Required work: Looking at the records below, count how many lines contain the string "Simple". Give that number alone.

====================

PR #438, opened 2025-08-28
[Lucas Low] IP

BiggillyBoyMan:
NamiBot
-------------------------------------------------------------------------------------------------------------------------

NamiBot is a revolutionary todo list bot that helps you track deadlines, events and todo list. With features such as being able to mark your tasks, adding and removal of tasks. Nami bot helps users keep track of their tasks, ensuring users can keep track of their tasks.

### Why Nami?
- Text-based CLI + JavaFX GUI
- Simple commands (`list`, `todo`, `deadline`, `event`, `find`, `delete`)
- Saves to disk automatically

### Why Nami?
- Text-based CLI + JavaFX GUI
- Simple commands (`list`, `todo`, `deadline`, `event`, `find`, `delete`, `mark`, `unmark`)
- Auto-saves to disk (`./data/duke.txt`)

### Getting Started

====================

Solved problem: 2